In this semantic space, the categories reside not in isolation, but in relation to others. Some categories are similar, grouped, or co-occur, and some are not. However, despite this semantic nature of object categorization, most of the today’s automatic visual category recognition systems rely only on the category labels for training discriminative recognition models, which could result in the recognition model misled into learning incorrect association between visual features and the semantic labels, essentially overfitting to training set biases and limiting the model’s prediction power when new test instances are given.

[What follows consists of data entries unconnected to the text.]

PR #911, opened 2021-11-05
Normalize ID in array persistence and fix type guessing in static persistence

### LINKED ISSUE #907: Persistence\Array_ not allowing zero id, throwing error
1) Create a model from an array with `$m = new Model(new Array_($t));` where `$t= [
    ['name' => 'January', 'sales' => 20000, 'purchases' => 10000],
    ['name' => 'February', 'sales' => 23000, 'purchases' => 12000]]`

2) Iterate through model with `foreach ($model as $row) { }`

Atk4\Data throws an error on iteration as it does not accept id to be zero in \Atk4\Data\Field Line 311.
                    
`$value = (int) $value;
                    if ($this->required && empty($value)) {
                        throw new ValidationException([$this->name => 'Must not be a zero'], $this->getOwner());
                    }`

@mvorisek Probably due to stricter type validation, but that way Persistence\Array_ is broken.

mvorisek:
fixes #907 (as a side effect, invalid ID is now detected immediately)


DarkSide666 (approved):

src/Persistence/Static_.php
```diff
@@ -40,19 +40,23 @@ public function __construct(array $data = null)
...
-        });
-
         if (!is_array($row1)) {
             // convert array of strings into array of hashes
+            $allKeysInt = true;
             foreach ($data as $k => $str) {
                 $data[$k] = ['name' => $str];
+
+                if (!is_int($k)) {
+                    $allKeysInt = false;
```
PhilippGrashoff, line 50: A `break;` here would speed things up :)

Human knowledge of the world has great potential benefit for object category recognition as it provides much richer information beyond class membership, in the form of inter-category, or category-concept distances and structures. In this talk, I will introduce discriminative learning methods for categorization that leverage semantic knowledge for object recognition, focusing on the semantic relationships among different categories and concepts. To this end, I explore three semantic sources, namely attributes, taxonomies, and analogies, which are incorporated into the original discriminative model as a form of structural regularization, that penalize the models that deviate from the known structures according to the semantic knowledge provided.
The proposed methods are evaluated on challenging public datasets, and are shown to effectively improve the recognition accuracy over purely discriminative models, owing to better generalization power obtained from semantic regularizations.